Doodling - How the word came into the twentieth century

Preliterate, primordial, the doodle is at once the most common and the most ignored art form. 
Hilobrow (2009)
The Oxford English Dictionary which defines the doodle as “an aimless scrawl made by a person while his mind is otherwise applied” 
Hilobrow (2009)
While our current sense of doodle is relatively new, it is an old word. In his Dictionary of the English Language, Samuel Johnson defines a doodle as “a trifler, an idler,” calling it a mere “cant word” and suggesting that it derives from the expression “do little.” Later dictionaries, however, trace it from the Portuguese doudo, for foolish, or more plausibly from the Low German dudel, as in dudeltopf, a nightcap (an etymology that crosses aptly with that of “dunce cap,” so named for the medieval Scholastic philosopher Duns Scotus, whose aversion to classicism earned the derision of Renaissance schoolmasters).
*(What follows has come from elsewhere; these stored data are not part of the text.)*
PR #2997, opened 2018-12-06
Fix: Invite contacts does not work

billypchan:
### Issues

When the user has no email client installed, the screen jumps back to contacts overview and no one is invited/contacted. 

### Causes

The "Please configure your email..." dialog is not shown in this case for the warning "Warning: Attempt to present <UIAlertController: 0x7f9d0aa37800> on <InviteContactsViewController: 0x7f9d0c16dc00> whose view is not in the window hierarchy!
"

### Solutions

Present the dialog in NotificationsWindow.

### DIFF
--- a/Wire-iOS/Sources/UserInterface/ContactsUI/ContactsViewController.m
+++ b/Wire-iOS/Sources/UserInterface/ContactsUI/ContactsViewController.m
@@ -426,7 +426,8 @@ static NSString* ZMLogTag ZM_UNUSED = @"UI";
                                                                  [unableToSendController dismissViewControllerAnimated:YES completion:nil];
                                                              }];
             [unableToSendController addAction:okAction];
-            [self presentViewController:unableToSendController animated:YES completion:nil];
+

The best-known such use occurs in the colonial sobriquet “Yankee Doodle,” which may have originated as a Dutch New Yorker nickname for Anglo-American colonists — with Yankee from the Dutch New Yorker Janke, or “Johnny,” which in turn became a catchall British nickname for Americans during the Revolutionary War. By the late nineteenth century, it is used to describe a cheat; and gradually “doodling” becomes the name of idle, deviant, or erratic behavior. 

Before the twentieth century, the nearest term was scribble — a word with an obviously Latin origin that came into use, seemingly coeval with widespread vernacular literacy, in the late Middle Ages. But scribbling is not doodling, because scribbles are marks made in haste or by an uncertain hand. Doodling, by contrast, is beyond craft and criticism; it belongs to us all; it’s impossible to do it badly — or well. It springs from that flourishing thicket, common to everyone, where mind shoots forth its florid branches from the rootstock of the animal brain. Its intent, if it has one, differs from the preliminary brainstorming of sketching and the territorial mark-making of graffiti: it is the graphic expression of ennui, an existential criticism of the world-as-such. 
Hilobrow (2009)
 But for the practical monks, even doodling had a reason: their term for the practice was probatio pennae, the “proving of the pen.”